PC-8801 Keyboard
First Draft: February 16, 2025
You could say I'm a bit of a PC-8801 fan. I own a pair of the slabs, I spent a good ten or so hours fixing battery damage in one of them, I've gone out of my way to buy expansion cards (PC-8801-01 Kanji ROM, PC-8801-02 128K RAM, PC-8801-11, and a PC-8801-23 clone), I got a PC-80S31 that way I could run floppy disks, and I even imported an old monitor for the thing that way it "looks right".
"PC-8801 Keyboard" and "Pain" have been commonly-associated terms for as long as I've played with the line of systems. Original keyboards aren't too expensive but don't show up very often, when they do show up they're prone to issues like the spacebar being all floppy or the stems getting killed in shipping a la Commodore VIC-20/64s where the keys on the edges snap off. 8801MkII keyboards are either notably bad, the Futaba switches seem pretty universally disliked by everyone I know that uses them, or notably expensive due to not only 8801 owners buying them but also Alps Blue fans seeking their latest fix of overhyped switches on a board to gut and USB convert. Type A/B/C keyboards follow the latter statement I made regarding MkII keyboards.

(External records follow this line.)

PR #184, opened 2026-07-18
Telegram /sessions: inline-keyboard switch + catch-up tail (expandable, timestamped)

serxa:
Makes `/sessions` a native, mobile-friendly way to see, switch, and catch up on sessions — replacing the old plain-text id list.

## 1. Inline-keyboard session switching
- one **tap-to-switch** button per session (current marked ✓); the id rides in `callback_data` (`sess:<id>`) — no id copy-paste on mobile;
- a **➕ New session** button that starts a fresh session **without stopping the current one** (unlike `/new`). Output is bound per-session (`engine._active_channel[session_id]`), so a session you switch away from keeps running and still delivers to the chat;
- **empty (0-message) sessions are hidden** — not useful switch targets; the list stops counting once the keyboard is full.

## 2. Catch-up history tail on switch
Switching to a session — especially a background one you weren't following — shows its recent history so you can catch up:
- **native chat order** — oldest at the top, most recent at the bottom;
- each message body is an **expandable blockquote** (Bot API 7.0+): long messages collapse to a few lines and **expand in place on tap** — no hard truncation;
- **newest-priority budget**: the most recent message (usually the important one) gets the largest share and is never starved; older messages fill the remainder newest-first. The budget is measured on the assembled, HTML-escaped string, so entity expansion can't push the card past Telegram's 4096-char limit;
- each line carries a **timestamp in the user's timezone** (`config.timezone`), matching the Telegram client;
- **⬆️ Load more** fetches more older history (informational; never changes routing); **🗂 Sessions** returns to the list. No LLM recap by design — ask inside the session.

> Note: honouring the switch for a long-idle session (so the next message actually routes there) is the companion core fix in the session-stickiness PR.

## Reuse (no new infrastructure)
`InlineKeyboardButton`/`Markup` (as in `notifications/service.py`); the single existing `CallbackQueryHandler`, extended with `sess:`/`sesstail:` branches; router helpers `list_sessions`/`switch_session`/`create_session`/`get_last_session` + thin new `get_session`/`get_session_messages`/`count_session_messages` over `engine.db`.

`/session <id>` text command kept for back-compat. Only interactive (telegram/web) sessions are listed; `callback_data` guarded against the 64-byte cap.

## Tests
`tests/test_telegram_sessions.py` (19 tests): switch-list (current-marked, ids in callback_data, New button, empty-session exclusion, keyboard cap) and tail (native order, timezone conversion, expandable blockquote + HTML escaping, newest-priority budget, load-more windowing, 4096-limit safety). Full suite: **1565 passed, 2 skipped**. Backend-only.

### DIFF
--- a/nerve/channels/router.py
+++ b/nerve/channels/router.py
@@ -430,6 +430,20 @@ class ChannelRouter:
         """List sessions, most recently updated first."""
         return await self.engine.sessions.list_sessions(limit=limit)
 
+    async def get_session(self, session_id: str) -> dict[str, Any] | None:
+        """Fetch a session row (title/status/…), or None if it is gone."""
+        return await self.engine.db.get_session(session_id)
+
+    async def get_session_messages(
+        self, session_id: str, limit: int,
+    ) -> list[dict[str, Any]]:
+        """Recent messages for a session, oldest→newest (native chat order)."""
+        return await self.engine.db.get_messages(session_id, limit=limit)
+
+    async def count_session_messages(self, session_id: str) -> int:
+        """Total message count for a session (to know if more history exists)."""
+        return await self.engine.db.count_messages(session_id)
+
     # ------------------------------------------------------------------ #
     #  Outbound: engine → channel (cron delivery, etc.)                    #
     # ------------------------------------------------------------------ #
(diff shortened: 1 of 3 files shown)


serxa:
This is ready to review and merge now

pufit (approved):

Since I'm in a place of mild pain with my 8801s, only one intact original keyboard which feels all nasty and scratchy, I think it's in my best interest to churn out a modern replacement.
Part 1: The Actual Thing
A cool thing about the PC-8801 keyboard is that it just doesn't have much of anything to it. Software reads the key matrix directly, there's no sort of microcontroller for things like serial communication going on here.
The bill of materials as-published by NEC consists of a 10uF 25V capacitor, a 0.1uF ceramic capacitor, a 74159, six diodes, two locking keyswitches, 90 standard linear keyswitches, 92 keycaps, and a DIN14 connector. Said DIN14 connector carries:
* KA0-KA3 (four rows)
* KD0-KD7 (eight columns)
* +5V
* GND
The only "hard parts" about replicating this that I can find are as-follows:
* Nobody sells a good set of keycaps for the thing, keys like STOP or ROLL UP aren't exactly on modern keyboards.

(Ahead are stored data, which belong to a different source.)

PR #185, opened 2026-07-18
Make systemd restart bounded so a self-restart cannot hang nerve down

constkolesnyak:
A bare SIGTERM in the systemd restart branch can hang the service indefinitely.

uvicorn's graceful shutdown waits for in-flight connections to drain. When `nerve restart` is triggered from *inside* a live session — the Telegram bot, or an agent turn editing nerve's own source — that session's stream keeps a connection open, so the drain never completes. systemd's TimeoutStopSec→SIGKILL only escalates for a systemd-initiated stop, not for a process shutting itself down after a signal, so nothing forces the issue.

The result is the worst kind of outage: the gateway stops listening, `Application shutdown complete` never arrives, the process stays alive so `Restart=always` never fires, and `systemctl` keeps reporting the unit **active** while it serves nothing. The scheduler goes on ticking in the logs the whole time, which makes it look healthy from every angle except the port.

## Fix

Spawn a detached helper (own session, survives the caller's death) that sends SIGTERM, waits up to 15s for a clean drain, then SIGKILLs. Once the old PID is gone, `Restart=always` brings up a fresh instance. Bounded, and no privileges or `systemctl` access needed.

Verified on a systemd deployment that reproduced the hang: restart now completes in ~3s with a clean `Application shutdown complete`. 29 CLI tests pass.

### DIFF
--- a/nerve/cli.py
+++ b/nerve/cli.py
@@ -383,15 +383,61 @@ def restart(ctx: click.Context) -> None:
         ctx.exit(rc)
         return
 
-    # Systemd mode (Restart=always): just kill the process — systemd
-    # will bring it back automatically.
+    # Systemd mode (Restart=always): kill the old process and let systemd
+    # respawn it. A bare SIGTERM is NOT enough: uvicorn's graceful shutdown
+    # waits for in-flight connections to drain, and when the restart is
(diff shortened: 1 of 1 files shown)


constkolesnyak:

* DIN14 connectors are pricey, that said Atari ST fans make their own 3D printed onese these days.
At least the electronics and using sharpie to make my own special keycaps should be easy enough, right?
At some point in the future I'll come back and make a "Part 1.1" where I try to figure out how one of these translates to a Type A/B/C keyboard. I assume those are more like PC-9801s with microcontrollers but I really honestly don't know, I would be interested in finding out but not until I'm done with creating something that works on the original thing and MkIIs.
Part 2: KiCad
Now that I know what I need to replicate, the first step is copying that page from NEC's manual into KiCad.
I was thinking about doing something like what the OSI guys did with their 600D replica board, making the latching keys be standard switches with optional toggle switches located elsewhere on the board, but in all honesty I like flipping paddles - I'm just going to use SPST switches as toggles and revise the layout to have a 2U CTRL key and nothing to the left of GRPH, some SPST toggles somewhere else to stand in for CAPS and KANA.
The next step is routing the circuit board. I've got to lay the keys out and connect all the bits together, the former part of that being a huge pain in my neck.
I know the quality of this screenshot is horrible, what I'm trying to convey is that the way I run KiCad just doesn't cleanly lay out keyswitches. You can set your grid to 4.7625mm but it doesn't matter on the X axis, some will just be off - certain switches are going to overlap, others are going to have gaps. The solution is manual layout, mapping one key to a good spot like (0,0) and then basing the rest off of that position. Are there modern solution to make this easier? Maybe. Should I look for them? Probably. Will I? Probably not, I'll just spend a week in Excel doing simple math to generate the coordinates for everything.